Before you begin your walk, you naturally have to undergo what any space weathered astronaut will tell you they've seen plenty of – training. Fortunately I’d come stocked with a notepad, and managed to inscribe the entire lecture down verbatim – “Stay on the path.”
There’s something to art that you can stand on, and walking the thin beaten trail through Technicolor mounds of rock and dirt afford you plenty of moments to stop and crane around from your somewhat unique 360 view of silent color topography. Though initially the giant white boards drizzled with the hues of the floor and leaned against the walls almost seem weak compared to the rest of the piece, the redemption they receive once you reach the right angle to see the shadows they've kept harboring depth and secrets in makes you wonder why you ever second guessed them in the first place.
Once you've turned in your blue booties and gone out to the garden, you’ll find out that Wunder-Block has been following you. Giant, colorful, and mostly abstract but slightly insect in nature, these works feel in form like a film negative reversal of the room you've just left. Out in the fresh air, one lurking under the trees and one half inside and half outside the gallery, they make for an excellent component to the art du jor.

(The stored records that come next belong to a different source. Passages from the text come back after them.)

PR #692, opened 2026-05-27
[1/n] Add vision transformer, connector, and MultimodalLM

jason718:
## Summary

This is the first in a series of a few PRs adding VLM/multimodal support to OLMo-core.

---

## What's in this PR

Three new modules under `src/olmo_core/nn/vision/`:

### Vision encoder (`image_vit.py`, `config.py`)

A single, configurable `VisionTransformer` (built from `VisionEncoderConfig`) covering both supported encoder families. There is **one** module class; the architectural variant is selected entirely through config switches rather than separate subclasses:

| Switch | CLIP (`openai`) | SigLIP / SigLIP2 |
|---|---|---|
| `use_cls_token` | `True` (prepends a learnable CLS) | `False` |
| `patch_embedding_bias` | `False` | `True` |
| `use_pre_ln` | `True` (LayerNorm before blocks) | `False` |

| Type | HF checkpoint |
|------|--------------|
| `openai` (CLIP) | `openai/clip-vit-large-patch14-336` |
| `siglip` | `google/siglip-so400m-patch14-384` |
| `siglip2` | `google/siglip2-so400m-patch14-384` |

Key config knobs: `image_default_input_size`, `image_patch_size`, `image_emb_dim`, `image_num_heads`, `image_num_layers`, `image_num_pos`. Factory class-methods cover all standard Molmo2 variants.

The transformer block follows the same pattern as the LM side: `ViTAttention` / `ViTMLP` / `ViTBlock` are public, and the block is selected via `VisionBlockConfig` / `VisionBlockType` (`VisionEncoderConfig.block`), so additional block implementations can be registered as they're added.

### `VisionConnector` (`connector.py`)

Maps variable-length vision embeddings to the LM hidden dimension:
1. 2×2 attention pooling over the patch grid
2. SwiGLU MLP projector → `output_dim = lm.d_model`

Constructed via `VisionConnectorConfig.from_vision_encoder(vis_cfg, output_dim, mlp_hidden_size)`.

### `MultimodalLM` (`multimodal.py`)

Composite model holding `lm: Transformer`, `vision: VisionTransformer`, and `connector: VisionConnector`. It **composes** an LM rather than subclassing `Transformer` — the LM exposes a generic `input_embeddings` entry point (the standard precomputed-embeddings hook), and the multimodal logic lives here. Forward pass:
1. Run the vision encoder on each crop's patch tensor.
2. Project patch embeddings to LM width via `VisionConnector`.
3. Splice patch tokens into the text embedding stream at `image_patch_token_id` positions.
4. Run the standard LM forward pass on the fused sequence.

---

## HF Parity Tests

`src/test/nn/vision/parity_test.py` loads real checkpoints and asserts numerical equivalence between our implementation and HuggingFace's reference models. Tests skip automatically when checkpoints are not cached.

Measured max absolute errors on CPU in float32 (24–27 transformer layers):

| Checkpoint | max abs error | mean abs error | tolerance used |
|---|---|---|---|
| `openai/clip-vit-large-patch14-336` | **4.9e-04** | 3.1e-06 | `atol=3e-3, rtol=1e-3` |
| `google/siglip-so400m-patch14-384` | **2.8e-03** | 7.8e-06 | `atol=3e-3, rtol=1e-3` |
| `google/siglip2-so400m-patch14-384` | **3.1e-04** | 3.0e-06 | `atol=3e-3, rtol=1e-3` |

These errors reflect genuine float32 accumulation across 24–27 attention/MLP layers from independent kernel implementations — not any precision loss. They are ~10–100× tighter than fp16 parity would require. State-dict key layouts are unchanged across the CLIP and SigLIP variants, so all three parity tests pass against the single configurable encoder.

---

## Files changed

```
src/olmo_core/nn/vision/__init__.py        (new)
src/olmo_core/nn/vision/config.py          (new)  VisionEncoderConfig + factories, VisionBlockConfig
src/olmo_core/nn/vision/image_vit.py       (new)  VisionTransformer, ViTBlock/ViTAttention/ViTMLP
src/olmo_core/nn/vision/connector.py       (new)  VisionConnector
src/olmo_core/nn/vision/multimodal.py      (new)  MultimodalLM, MultimodalLMConfig

src/test/nn/vision/__init__.py             (new)
src/test/nn/vision/config_test.py          (new)  config + factory + build dispatch + round-trip
src/test/nn/vision/image_vit_test.py       (new)  encoder forward-pass behavior
src/test/nn/vision/connector_test.py       (new)
src/test/nn/vision/multimodal_test.py      (new)
src/test/nn/vision/parity_test.py          (new)  CLIP + SigLIP + SigLIP2 HF parity
```

### DIFF
--- a/src/olmo_core/nn/transformer/model.py
+++ b/src/olmo_core/nn/transformer/model.py
@@ -506,6 +506,7 @@ class Transformer(nn.Module):
         self,
         input_ids: torch.Tensor,
         *,
+        input_embeddings: Optional[torch.Tensor] = None,
         labels: Optional[torch.Tensor] = None,
         ignore_index: int = -100,
         loss_reduction: Literal["mean", "sum", "none"] = "mean",
@@ -519,6 +520,12 @@ class Transformer(nn.Module):
         Run the transformer on the token input IDs.
 
         :param input_ids: The token input IDs, shape ``(batch_size, seq_len)``.
+        :param input_embeddings: Pre-computed embeddings to use instead of looking up
+            ``input_ids`` in the embedding table, shape
+            ``(batch_size, seq_len, d_model)``.  When provided the embedding lookup,
+            scale, and norm steps are all skipped.  Intended for multimodal use-cases
+            where image features have already been spliced into the embedding sequence.
+            Not supported with context parallelism.
         :param labels: The token labels, shape ``(batch_size, seq_len)``.
         :param ignore_index: The index to ignore in the loss computation. Default is -100.
         :param loss_reduction: The reduction method for the loss. Can be "mean", "sum", or "none".
@@ -550,11 +557,14 @@ class Transformer(nn.Module):
 
         # Get embeddings but pass-through for non-existent layers to allow easy
         # pipeline parallel configuration.
-        h = self.embeddings(input_ids) if self.embeddings is not None else input_ids
-        if self.embeddings is not None and self.embed_scale is not None:
-            h = h * self.embed_scale
-        if self.embedding_norm is not None:
-            h = self.embedding_norm(h)
+        if input_embeddings is not None:
+            h = move_to_device(input_embeddings, self.device)
+        else:
+            h = self.embeddings(input_ids) if self.embeddings is not None else input_ids
+            if self.embeddings is not None and self.embed_scale is not None:
+                h = h * self.embed_scale
+            if self.embedding_norm is not None:
+                h = self.embedding_norm(h)
 
         # Run each block.
         for block_key, block in self.blocks.items():
--- a/src/olmo_core/nn/transformer/model.py
+++ b/src/olmo_core/nn/transformer/model.py
@@ -537,6 +537,13 @@ class Transformer(nn.Module):
 
         :returns: The logits if ``labels`` is ``None`` or the losses if ``labels`` is not ``None``.
         """
+        if input_embeddings is not None and self._cp_load_balancer is not None:
+            raise RuntimeError(
+                "`input_embeddings` is not supported with context parallelism: `_prepare_inputs` "
+                "shards `input_ids`/`labels`/RoPE while `input_embeddings` stays full-size, which "
+                "would misalign the hidden states."
+            )
+
         (
             input_ids,
             labels,
--- a/src/olmo_core/nn/vision/config.py
+++ b/src/olmo_core/nn/vision/config.py
@@ -8,14 +8,14 @@ from olmo_core.config import DType, StrEnum
 from olmo_core.nn.config import ModuleConfig
 
 __all__ = [
-    "VisionBackboneType",
+    "VisionEncoderType",
     "VisionBlockType",
     "VisionBlockConfig",
-    "VisionBackboneConfig",
+    "VisionEncoderConfig",
 ]
 
 
-class VisionBackboneType(StrEnum):
+class VisionEncoderType(StrEnum):
     """
     An enumeration of supported vision encoder architectures.
     """
@@ -31,13 +31,13 @@ class VisionBackboneType(StrEnum):
     """
     SigLIP-style encoder (no CLS token).
     Default config matches SigLIP-SO400M-14-378.
-    ➡️ :class:`~olmo_core.nn.vision.SiglipVisionTransformer`
+    ➡️ :class:`~olmo_core.nn.vision.VisionTransformer`
     """
 
     siglip2 = "siglip2"
     """
     SigLIP2-style encoder (no CLS token; same architecture as SigLIP, improved training).
-    ➡️ :class:`~olmo_core.nn.vision.SiglipVisionTransformer`
+    ➡️ :class:`~olmo_core.nn.vision.VisionTransformer`
     """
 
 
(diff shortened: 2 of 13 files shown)


jason718:
## CI failure analysis

All 3 failing CI jobs are due to the PR coming from an external fork (`jason718/OLMo-core`), which does not receive GitHub Actions secrets. None are caused by the code changes in this PR.

### Test (CPU)
5 tests fail — all with credential errors, not logic errors:

| Test | Error |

A response to the work of Renzo Piano, it’s no surprise that this showing is both large and outside the ordinary while not breaking entirely from existing concepts. Nemo Science Centre’s angles and texture waterside and the post-modern façade of the NYT building are broken into fungible hunks of pigment – Grosse is clearly playing Piano’s themes to her tune. Wunder-Block is aware of temporality – it’s why you have to keep on the path. Given the nature of the primary exhibit, every step disturbs the paint-capped dust underneath the viewer, instilling yet another element of individuality into each viewing as the colors smudge and dissipate.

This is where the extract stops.